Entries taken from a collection
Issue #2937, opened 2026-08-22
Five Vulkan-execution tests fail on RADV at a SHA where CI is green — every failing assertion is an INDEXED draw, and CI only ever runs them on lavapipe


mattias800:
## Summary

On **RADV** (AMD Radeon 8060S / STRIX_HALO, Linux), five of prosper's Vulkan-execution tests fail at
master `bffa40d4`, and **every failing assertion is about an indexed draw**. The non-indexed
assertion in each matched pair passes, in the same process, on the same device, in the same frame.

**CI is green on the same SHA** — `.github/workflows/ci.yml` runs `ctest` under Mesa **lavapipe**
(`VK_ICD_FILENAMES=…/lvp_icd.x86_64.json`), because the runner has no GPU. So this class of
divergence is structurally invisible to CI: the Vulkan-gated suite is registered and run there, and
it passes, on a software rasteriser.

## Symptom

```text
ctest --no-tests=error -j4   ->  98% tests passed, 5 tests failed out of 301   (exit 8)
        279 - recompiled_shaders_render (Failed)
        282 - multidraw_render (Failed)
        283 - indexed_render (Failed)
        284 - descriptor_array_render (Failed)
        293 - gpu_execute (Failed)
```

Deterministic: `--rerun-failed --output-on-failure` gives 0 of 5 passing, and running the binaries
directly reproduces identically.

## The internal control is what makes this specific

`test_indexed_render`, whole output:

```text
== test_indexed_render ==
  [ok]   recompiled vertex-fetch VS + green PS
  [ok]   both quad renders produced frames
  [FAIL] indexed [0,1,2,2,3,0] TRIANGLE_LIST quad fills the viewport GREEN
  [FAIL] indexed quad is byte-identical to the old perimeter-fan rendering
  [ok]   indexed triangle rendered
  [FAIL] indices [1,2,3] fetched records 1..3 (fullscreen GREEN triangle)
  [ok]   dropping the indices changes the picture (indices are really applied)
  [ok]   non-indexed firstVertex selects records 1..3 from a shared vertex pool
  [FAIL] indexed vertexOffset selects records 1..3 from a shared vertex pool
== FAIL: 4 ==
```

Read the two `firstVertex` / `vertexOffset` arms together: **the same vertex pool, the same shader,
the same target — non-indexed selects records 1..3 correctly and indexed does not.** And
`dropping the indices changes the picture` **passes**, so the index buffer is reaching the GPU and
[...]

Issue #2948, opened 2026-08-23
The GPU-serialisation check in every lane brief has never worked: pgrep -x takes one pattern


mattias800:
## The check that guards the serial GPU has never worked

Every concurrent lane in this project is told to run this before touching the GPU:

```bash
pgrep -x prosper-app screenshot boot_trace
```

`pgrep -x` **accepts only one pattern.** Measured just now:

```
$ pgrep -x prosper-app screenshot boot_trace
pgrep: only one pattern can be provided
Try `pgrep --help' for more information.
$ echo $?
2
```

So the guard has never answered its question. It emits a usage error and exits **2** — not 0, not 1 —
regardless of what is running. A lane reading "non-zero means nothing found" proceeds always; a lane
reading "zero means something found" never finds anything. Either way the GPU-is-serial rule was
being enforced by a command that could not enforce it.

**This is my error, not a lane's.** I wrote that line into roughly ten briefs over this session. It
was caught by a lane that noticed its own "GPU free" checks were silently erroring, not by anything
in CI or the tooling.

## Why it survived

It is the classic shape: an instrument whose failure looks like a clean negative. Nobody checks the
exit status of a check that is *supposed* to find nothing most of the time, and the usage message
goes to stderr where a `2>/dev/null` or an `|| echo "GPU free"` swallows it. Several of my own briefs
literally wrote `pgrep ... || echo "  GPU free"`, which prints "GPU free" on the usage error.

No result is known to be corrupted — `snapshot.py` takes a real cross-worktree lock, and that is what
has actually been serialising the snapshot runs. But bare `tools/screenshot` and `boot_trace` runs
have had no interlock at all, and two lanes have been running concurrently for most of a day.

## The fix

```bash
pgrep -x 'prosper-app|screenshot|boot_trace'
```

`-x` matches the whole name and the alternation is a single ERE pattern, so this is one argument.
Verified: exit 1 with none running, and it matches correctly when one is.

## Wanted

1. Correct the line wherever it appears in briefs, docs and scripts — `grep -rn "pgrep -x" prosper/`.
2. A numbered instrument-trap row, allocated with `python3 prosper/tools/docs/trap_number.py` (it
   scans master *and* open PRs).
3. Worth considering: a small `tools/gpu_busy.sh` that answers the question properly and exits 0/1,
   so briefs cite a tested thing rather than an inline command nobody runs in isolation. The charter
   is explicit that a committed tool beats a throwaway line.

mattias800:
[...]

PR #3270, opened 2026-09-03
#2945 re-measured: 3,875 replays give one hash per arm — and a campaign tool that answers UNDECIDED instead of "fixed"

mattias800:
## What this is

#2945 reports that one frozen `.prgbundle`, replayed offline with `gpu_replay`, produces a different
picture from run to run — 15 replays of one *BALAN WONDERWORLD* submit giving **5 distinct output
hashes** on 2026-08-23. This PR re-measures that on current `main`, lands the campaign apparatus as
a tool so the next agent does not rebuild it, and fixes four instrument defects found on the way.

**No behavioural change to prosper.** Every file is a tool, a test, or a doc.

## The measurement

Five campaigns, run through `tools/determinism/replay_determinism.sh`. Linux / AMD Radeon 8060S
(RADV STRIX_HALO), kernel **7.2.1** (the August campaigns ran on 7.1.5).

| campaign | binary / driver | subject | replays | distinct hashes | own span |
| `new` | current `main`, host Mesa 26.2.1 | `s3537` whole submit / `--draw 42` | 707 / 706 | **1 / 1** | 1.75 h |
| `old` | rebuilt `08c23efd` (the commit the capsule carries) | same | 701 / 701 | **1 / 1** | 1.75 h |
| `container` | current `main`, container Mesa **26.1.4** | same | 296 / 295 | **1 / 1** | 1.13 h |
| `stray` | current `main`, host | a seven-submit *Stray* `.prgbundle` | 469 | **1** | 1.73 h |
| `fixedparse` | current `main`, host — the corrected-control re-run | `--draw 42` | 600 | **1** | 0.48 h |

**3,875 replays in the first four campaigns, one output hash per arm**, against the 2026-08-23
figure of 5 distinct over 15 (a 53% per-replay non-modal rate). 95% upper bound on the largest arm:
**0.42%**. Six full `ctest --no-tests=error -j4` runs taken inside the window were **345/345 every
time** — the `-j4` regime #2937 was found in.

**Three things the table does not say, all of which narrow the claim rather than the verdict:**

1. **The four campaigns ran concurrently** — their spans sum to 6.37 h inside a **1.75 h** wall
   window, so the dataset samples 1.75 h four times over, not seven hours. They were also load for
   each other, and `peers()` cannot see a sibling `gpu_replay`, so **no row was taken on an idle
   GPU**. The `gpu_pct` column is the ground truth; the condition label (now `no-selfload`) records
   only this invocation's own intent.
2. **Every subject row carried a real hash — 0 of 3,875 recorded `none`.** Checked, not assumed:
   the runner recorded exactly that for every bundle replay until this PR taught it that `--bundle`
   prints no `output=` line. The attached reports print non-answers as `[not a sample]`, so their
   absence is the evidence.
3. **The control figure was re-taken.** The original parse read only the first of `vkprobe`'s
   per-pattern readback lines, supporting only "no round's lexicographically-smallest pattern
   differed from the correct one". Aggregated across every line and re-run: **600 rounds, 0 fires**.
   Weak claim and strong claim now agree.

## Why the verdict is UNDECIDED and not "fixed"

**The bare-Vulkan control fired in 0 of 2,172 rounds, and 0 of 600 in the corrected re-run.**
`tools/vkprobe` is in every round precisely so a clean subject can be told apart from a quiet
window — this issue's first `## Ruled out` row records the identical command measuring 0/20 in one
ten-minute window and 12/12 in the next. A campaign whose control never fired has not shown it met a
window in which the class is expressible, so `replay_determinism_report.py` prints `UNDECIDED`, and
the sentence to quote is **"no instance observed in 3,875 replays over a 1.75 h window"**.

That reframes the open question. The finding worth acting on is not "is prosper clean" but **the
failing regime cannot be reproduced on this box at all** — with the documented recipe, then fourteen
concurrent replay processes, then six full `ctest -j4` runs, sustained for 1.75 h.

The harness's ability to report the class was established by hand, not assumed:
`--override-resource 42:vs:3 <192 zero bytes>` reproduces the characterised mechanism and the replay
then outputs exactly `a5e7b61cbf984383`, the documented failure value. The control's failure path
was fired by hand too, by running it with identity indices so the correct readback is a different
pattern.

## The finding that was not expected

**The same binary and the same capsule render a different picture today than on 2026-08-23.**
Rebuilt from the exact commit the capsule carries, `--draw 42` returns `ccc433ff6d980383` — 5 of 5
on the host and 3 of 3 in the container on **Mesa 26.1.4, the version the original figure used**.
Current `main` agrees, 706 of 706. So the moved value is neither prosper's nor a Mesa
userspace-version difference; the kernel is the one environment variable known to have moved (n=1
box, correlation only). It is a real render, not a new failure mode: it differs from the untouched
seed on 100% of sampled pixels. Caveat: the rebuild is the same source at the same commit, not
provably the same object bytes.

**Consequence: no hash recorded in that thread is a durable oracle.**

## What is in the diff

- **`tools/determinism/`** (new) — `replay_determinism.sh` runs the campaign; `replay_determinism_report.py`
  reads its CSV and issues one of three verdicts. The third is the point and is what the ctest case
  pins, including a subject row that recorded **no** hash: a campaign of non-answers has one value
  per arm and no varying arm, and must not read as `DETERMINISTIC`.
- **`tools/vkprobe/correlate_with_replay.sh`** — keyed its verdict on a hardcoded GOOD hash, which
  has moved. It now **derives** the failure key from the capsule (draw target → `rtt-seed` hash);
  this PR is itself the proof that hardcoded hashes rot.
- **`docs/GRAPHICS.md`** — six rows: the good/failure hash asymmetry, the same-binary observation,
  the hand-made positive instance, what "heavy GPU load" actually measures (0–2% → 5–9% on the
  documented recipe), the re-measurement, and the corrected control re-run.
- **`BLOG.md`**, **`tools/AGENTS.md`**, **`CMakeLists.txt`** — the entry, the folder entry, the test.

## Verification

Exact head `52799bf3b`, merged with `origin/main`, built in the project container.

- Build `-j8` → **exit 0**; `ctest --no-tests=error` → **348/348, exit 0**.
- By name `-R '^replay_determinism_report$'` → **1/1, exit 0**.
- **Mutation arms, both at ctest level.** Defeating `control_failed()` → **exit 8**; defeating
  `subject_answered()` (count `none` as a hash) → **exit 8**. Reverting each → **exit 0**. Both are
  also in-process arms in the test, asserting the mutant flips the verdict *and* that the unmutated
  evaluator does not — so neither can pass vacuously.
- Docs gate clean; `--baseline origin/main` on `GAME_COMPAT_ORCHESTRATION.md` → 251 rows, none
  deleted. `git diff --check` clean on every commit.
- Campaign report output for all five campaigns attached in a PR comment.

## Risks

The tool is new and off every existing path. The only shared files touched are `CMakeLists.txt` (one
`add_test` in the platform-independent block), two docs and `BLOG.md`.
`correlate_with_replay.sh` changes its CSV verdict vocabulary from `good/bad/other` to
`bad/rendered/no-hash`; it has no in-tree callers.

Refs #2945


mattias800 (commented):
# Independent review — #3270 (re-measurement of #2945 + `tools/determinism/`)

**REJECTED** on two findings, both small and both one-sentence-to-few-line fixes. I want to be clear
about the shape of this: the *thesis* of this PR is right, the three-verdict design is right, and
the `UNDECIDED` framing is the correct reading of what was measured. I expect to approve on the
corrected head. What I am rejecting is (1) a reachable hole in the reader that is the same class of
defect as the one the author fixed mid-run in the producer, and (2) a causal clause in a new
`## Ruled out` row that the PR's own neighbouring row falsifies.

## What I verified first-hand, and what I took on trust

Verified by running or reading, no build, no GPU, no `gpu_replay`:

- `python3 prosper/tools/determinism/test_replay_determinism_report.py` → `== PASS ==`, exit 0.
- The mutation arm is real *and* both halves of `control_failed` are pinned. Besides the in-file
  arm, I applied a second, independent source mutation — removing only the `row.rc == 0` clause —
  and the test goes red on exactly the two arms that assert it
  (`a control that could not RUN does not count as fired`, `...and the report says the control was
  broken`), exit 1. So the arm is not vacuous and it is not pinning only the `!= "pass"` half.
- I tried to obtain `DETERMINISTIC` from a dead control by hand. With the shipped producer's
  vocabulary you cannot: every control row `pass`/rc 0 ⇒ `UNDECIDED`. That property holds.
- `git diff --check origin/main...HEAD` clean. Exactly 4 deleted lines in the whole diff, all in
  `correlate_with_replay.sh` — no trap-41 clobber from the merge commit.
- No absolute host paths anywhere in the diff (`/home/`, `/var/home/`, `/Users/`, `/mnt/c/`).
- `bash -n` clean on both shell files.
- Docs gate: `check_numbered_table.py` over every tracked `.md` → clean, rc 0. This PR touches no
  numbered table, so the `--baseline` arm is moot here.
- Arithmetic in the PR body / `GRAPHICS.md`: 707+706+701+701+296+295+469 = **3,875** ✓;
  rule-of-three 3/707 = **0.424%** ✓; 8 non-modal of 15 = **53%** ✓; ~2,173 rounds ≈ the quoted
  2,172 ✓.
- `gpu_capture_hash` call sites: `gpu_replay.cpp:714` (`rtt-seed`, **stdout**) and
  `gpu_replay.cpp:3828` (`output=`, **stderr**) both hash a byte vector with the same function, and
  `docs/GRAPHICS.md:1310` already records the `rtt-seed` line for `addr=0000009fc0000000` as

[Task item]
Using the entries above, quote each line verbatim from the first through the line that contains "## The internal".

[Answer space]
Issue #2937, opened 2026-08-22
Five Vulkan-execution tests fail on RADV at a SHA where CI is green — every failing assertion is an INDEXED draw, and CI only ever runs them on lavapipe


mattias800:
## Summary

On **RADV** (AMD Radeon 8060S / STRIX_HALO, Linux), five of prosper's Vulkan-execution tests fail at
master `bffa40d4`, and **every failing assertion is about an indexed draw**. The non-indexed
assertion in each matched pair passes, in the same process, on the same device, in the same frame.

**CI is green on the same SHA** — `.github/workflows/ci.yml` runs `ctest` under Mesa **lavapipe**
(`VK_ICD_FILENAMES=…/lvp_icd.x86_64.json`), because the runner has no GPU. So this class of
divergence is structurally invisible to CI: the Vulkan-gated suite is registered and run there, and
it passes, on a software rasteriser.

## Symptom

```text
ctest --no-tests=error -j4   ->  98% tests passed, 5 tests failed out of 301   (exit 8)
        279 - recompiled_shaders_render (Failed)
        282 - multidraw_render (Failed)
        283 - indexed_render (Failed)
        284 - descriptor_array_render (Failed)
        293 - gpu_execute (Failed)
```

Deterministic: `--rerun-failed --output-on-failure` gives 0 of 5 passing, and running the binaries
directly reproduces identically.

## The internal control is what makes this specific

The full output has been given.